Lo studio presentava un disegno non randomizzato, multicentrico, retrospettivo, a singolo braccio. Sono stati inclusi 398 pazienti che soddisfacevano i criteri di idoneità.

I pazienti sono stati sottoposti a ventilazione non invasiva a pressione positiva a domicilio, con la possibilità di erogare ventilazione ad alta intensità quando ritenuto necessario dai pazienti stessi. Nello specifico, i pazienti hanno ricevuto un dispositivo Trilogy 100 (Philips Respironics) impostato su un intervallo di EPAP di 5–15 cm H2O, intervallo PSmin – PSmax 2–26 cm H2O, con frequenza di backup automatica e sistema AVAPS-AE impostato su 5–7 mL/kg di peso corporeo ideale (IBW, ideal body weight), in base alla tolleranza del paziente.

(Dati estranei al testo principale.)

PR #40, opened 2017-04-02
OHFJIRA-10 Flyway db-migration

kkovarik:
### INFO
* openhub db schema migration handled by Flyway

### CHANGES
* flyway enabled:
    * added sql scripts for H2 & PostgreSQL, all current db tests are passing
    * spring JDBC initialization disabled
    * hibernate switched to validation mode
    * minor update in db_schema_postgreSql_archive script
    * ~~fixed PartlyFailedMessagesPoolRouteTest (was not using h2 profile)~~
* added new sequence for Node table
* ~~added sample docker image for postgresql (as I used for testing of db migration)~~

### RELATED JIRA
* https://openhubframework.atlassian.net/browse/OHFJIRA-10

### OPEN QUESTIONS
* H2 was generated from entities by hibernate, now disabled and switched to Flyway to keep things consist, as side effect two SQL schemas (postgres & h2) needs to be maintaned, is it ok? 
* what with existing databases?
* implementations of OpenHub, will there be some mechanism for their custom scripts? at least simple conventions like that OpenHub will use only defined versions, so implementations can add their own after them?
* db migration tests against PostgreSQL database - using docker on Travis?

## Using
Before first startup of OpenHub after this PR run OpenHub with `flyway.baseline-on-migrate=true`. Thanks to that new table schema_version table will be created and all existed scrips resolved as applied. New added script will have **V1_0_3** version name.


hanusto:
@kkovarik 
OP: 
ad1) I think that H2 script is preferred, because schema is isolated
ad2) OpenHub among 1.0 and 2.0 version has big incompatible changes, so from my point of view we can do agreement, support of existing databases is out of scope. Version 1.0 is not in production, so it is ok.
ad3) in future yes, but now? I dont know. I agree with your idea.
ad4) if you know how to, yes, because we have to sure, that all DB scripts are valid. But it is "bonus".

hanusto:
Maybe can you please compare two approaches: flyway and liquibase? Liquibase supports multiple database: http://www.liquibase.org/databases.html with one code.

kkovarik:
@hanusto @pjuza @openhubframework  Please look at the task comments in JIRA https://openhubframework.atlassian.net/browse/OHFJIRA-10 to discuss which Flyway or Liquibase approach to be used...

hanusto:
I saw your analysis in JIRA issue. I am for Flyway.

kkovarik:
Thanks for the feedback, PR updated, ready for review.

* flyway is enabled, all scripts moved and consolidated in two files for each db engine. spring jpa datasource initialization disabled.
* tested both on H2 and PostgreSQL engines, all DB tests are passing, flyway is used here too.
* one change in schema: the NODE table was using default hibernate_sequence, changed to custom sequence (openhub_node_sequence). Did not wanted to reuse the openhub_sequence for this technical ID, to be shared with messages etc.

pjuza:
Answer to question 3 - custom sql script: everyone have possibility to change application*.properties files and can set/add own sql scripts:

`a schema (DDL) script resource reference`
`spring.datasource.schema=classpath:db/db_schema_h2.sql`
`a data (DML) script resource reference`
`spring.datasource.data=classpath:/db/db_init-configuration.sql`

core-api/src/main/java/org/openhubframework/openhub/api/entity/MutableNode.java
```diff
@@ -29,7 +29,8 @@
      */
     @Id
     @Column(name = "node_id")
-    @GeneratedValue(strategy = GenerationType.AUTO)
+    @GeneratedValue(strategy = GenerationType.SEQUENCE, generator = "openhub_node_id_sequence")
```
pjuza, line 32: It's question for Radek why common hibernate sequence was used ...

test/src/main/resources/application-test.properties
```diff
@@ -28,13 +28,14 @@ logging.level.org.apache.camel=ERROR
 # = JPA / HIBERNATE
 # ===============================
 
-# Initialize the schema on startup.
-spring.jpa.generate-ddl=true
+# Initialize the schema with jpa is disabled.
+spring.jpa.generate-ddl=false
```
pjuza, line 32: I'm not sure about that - why we won't use DDL auto-generation for H2 - even for production code? Now we have to maintain one more sql script and we will lost flexibility of H2 auto-generation. 

Please what is the main reason for that?

pjuza (approved):
I say yes after discussion ...

core-api/src/main/java/org/openhubframework/openhub/api/entity/MutableNode.java
hanusto: @openhubframework can you please explain that? It is mistake or require think?

test/src/main/resources/application-test.properties
hanusto: Reason of discussion: preferred is to use migration capability over auto-generation of DB schema because it is better for maintaining.

hanusto:
My answer for @pjuza related Q3 - probably @kkovarik was talking about possibilities how project can use and add custom flyway scripts. Because there is question - between v2.0 and v3.0 we will add two scripts and project which is using v2.0 wants to add one. In which sequence these script should be applied when project will migrate from v2.0 to v3.0? Probably our first so we have to "recommended steps" how to create custom scripts to avoid errors during migration.

core/pom.xml
```diff
@@ -81,6 +81,11 @@
             <groupId>org.springframework</groupId>
             <artifactId>spring-jdbc</artifactId>
         </dependency>
+        <dependency>
+            <groupId>org.flywaydb</groupId>
+            <artifactId>flyway-core</artifactId>
+            <version>${flyway.version}</version>
```
hanusto: Flyway is a part of spring boot dependency BOM, so you can omit that I thing.

core/src/main/resources/db/migration/h2/V1_1__config_data_init.sql
```diff
@@ -0,0 +1,128 @@
+--
```
hanusto: Is there possibility to rename this file? I am talking about relation between version number of script and version of application. Maybe it is not mandatory, but is config data next version? I am looking at https://flywaydb.org/documentation/migration/versioned and there is example and [lessons learned](http://www.jeremyjarrell.com/using-flyway-db-with-distributed-version-control/) -> **Prefix your migrations with timestamps rather than integers**.

Actually version 1 is released so we can use prefix _V1_0_0_ for all scripts. Third number will be used for DB script versions or better say "scripts". What do you thing?

core/src/main/resources/db/migration/postgresql/V1_0__schema_init.sql
```diff
@@ -1,11 +1,183 @@
 --
--- DB increment script for version 0.4 - archive functionality that is compliant with 0.4 DB schema
```
hanusto: :1st_place_medal:

core/src/main/resources/db/readme.txt
```diff
@@ -1,3 +1,7 @@
-Initialization SQL scripts for specific databases.
```
hanusto, line 1: I prefer to use `readme.md` name with markdown syntax.

web-admin/src/main/resources/application.properties
```diff
@@ -300,6 +300,34 @@ org.quartz.jobStore.class = org.quartz.impl.jdbcjobstore.JobStoreTX
 org.quartz.jobStore.useProperties = true
 
 # ===============================
+# = FLYWAY
+# ===============================
+flyway.baseline-description=OpenHub2.0
+#flyway.baseline-version=1 # version to start migration
+#flyway.baseline-on-migrate= #
```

L'outcome primario misurato era la riospedalizzazione a 1 e 2 anni dopo l'inizio del programma, mentre gli outcome secondari comprendevano il tempo al decesso e un tasso di mortalità calcolato.  

Peyerl F. Chest 2016:00.

References

[1]

Coughlin S, Liang WE, Parthasarathy S. Retrospective Assessment of Home Ventilation to Reduce Rehospitalization in Chronic Obstructive Pulmonary Disease. J Clin Sleep Med 2015;11(6):663-670.